PR #2363, opened 2024-07-05
refactor(hog): Cleanup ble message sending

khoek:
We deduplicate a bunch of code removing about 80 lines (not clear from the diff due to dependence on other PR), fixing a very minor copy-paste typo in the process. No functional change.

Stacked on top of https://github.com/zmkfirmware/zmk/pull/2257 since we use a struct from there. Tested on an Adv360.

### DIFF
--- a/app/include/zmk/hid.h
+++ b/app/include/zmk/hid.h
@@ -254,6 +254,30 @@ struct zmk_hid_mouse_report {
 
 #endif // IS_ENABLED(CONFIG_ZMK_MOUSE)
 
+struct zmk_hid_report_body {
+    union {
+#if IS_ENABLED(CONFIG_ZMK_MOUSE)
+        struct zmk_hid_mouse_report_body mouse;
+#endif
+
+        struct zmk_hid_keyboard_report_body keyboard;
+        struct zmk_hid_consumer_report_body consumer;
+    } __packed;
+} __packed;
+
+struct zmk_hid_report {
+    union {
+#if IS_ENABLED(CONFIG_ZMK_USB_BOOT)
+        zmk_hid_boot_report_t boot;
+#endif
+
+        struct {
+            uint8_t report_id;
+            struct zmk_hid_report_body body;
+        } __packed;
+    } __packed;
+} __packed;
+
 zmk_mod_flags_t zmk_hid_get_explicit_mods(void);
 int zmk_hid_register_mod(zmk_mod_t modifier);
 int zmk_hid_unregister_mod(zmk_mod_t modifier);
--- a/app/Kconfig
+++ b/app/Kconfig
@@ -648,6 +648,15 @@ config ZMK_SETTINGS_SAVE_DEBOUNCE
 #SETTINGS
 endif
 
+config ZMK_WORKAROUND_COPY_USB_TX_DATA_BUFFER
+    bool "Enable workaround for USB driver not copying data before transmit"
+    help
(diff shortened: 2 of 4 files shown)


app/include/zmk/hid.h
```diff
@@ -254,6 +254,30 @@ struct zmk_hid_mouse_report {
...
+#if IS_ENABLED(CONFIG_ZMK_MOUSE)
+        struct zmk_hid_mouse_report_body mouse;
+#endif
+
+        struct zmk_hid_keyboard_report_body keyboard;
+        struct zmk_hid_consumer_report_body consumer;
+    } __packed;
+} __packed;
+
+struct zmk_hid_report {
```
petejohanson, line 268: I kind of like this idea... I do wonder: Do we really need to keep around types like `struct zmk_hid_mouse_report` with this change?

petejohanson (changes requested):
Thanks for the PR! Seems like a very reasonable approach. See my one comment about some additional cleanup that's likely possibly with this change.

petejohanson:
@khoek Any chance you are still interested in working on this?

khoek:
@petejohanson Sorry about the radio silence, I forgot about your question, and remember interpreting it as slightly more contemplative at the time. Sure, I'll have a play around and see if I can get rid of them.

By the way while I have your attention: I've been having a bunch of trouble with applications correctly interpreting some taps coming out of hold-tap because of their very fast duration (coincidentally the same phenomenon which triggered the race condition bug which got me poking around in the first place)---mainly this is happening in e.g. video game engines which poll the key states themselves instead of handling events, and I guess the key is being press-released within a single frame. Anyhow, is there a natural way to integrate a configurable tiny delay into the current way ZMK works to alleviate this problem?---if it will be a bit awkward, is this more motivation for me to take another look at unblocking the main thread and adding a message queue for outbound USB messages (of course queuing a message to be sent later after some delay is then very cheap to implement in that setting)?

khoek:
By the way, besides the upsides about queuing multiple messages instead of waiting which I evangelized in that other thread, the only downside I could think of was that, naively implemented, there would be a tiny latency slowdown which people interested in maximum responsiveness wouldn't like. So I just wanted to note that I was attentive to that and I'd be changing the USB send function to immediately commit a USB transaction if there wasn't a pending operation in progress, and only queue in the alternative case (of if e.g. the message was to be transmitted after some delay).

petejohanson:
> @petejohanson Sorry about the radio silence, I forgot about your question, and remember interpreting it as slightly more contemplative at the time. Sure, I'll have a play around and see if I can get rid of them.
> 
> By the way while I have your attention: I've been having a bunch of trouble with applications correctly interpreting some taps coming out of hold-tap because of their very fast duration (coincidentally the same phenomenon which triggered the race condition bug which got me poking around in the first place)---mainly this is happening in e.g. video game engines which poll the key states themselves instead of handling events, and I guess the key is being press-released within a single frame. Anyhow, is there a natural way to integrate a configurable tiny delay into the current way ZMK works to alleviate this problem?---if that would be a bit awkward, is this more motivation for me to take another look at unblocking the main thread and adding a message queue for outbound USB messages (of course queuing a message to be sent later after some delay is then very cheap to implement in that setting)?

You'd need to modify the hold-tap behavior to add a devicetree configurable `release-delay` and implement a sleep for that amount in the decide code for hold-tap.

PR #2377, opened 2024-07-16
Fix max brightness in backlight metadata

ReFil:
Spotted this whilst working on a custom backlight behavior. The set brightness function in the backlighting code has a max of 100, as does the zephyr led-pwm driver https://github.com/zephyrproject-rtos/zephyr/blob/main/drivers/led/led_pwm.c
————————
» **Aim of the task**:
Count every line that holds the word "question" in the entries, and state the result alone.

» **Solved exercise**:
2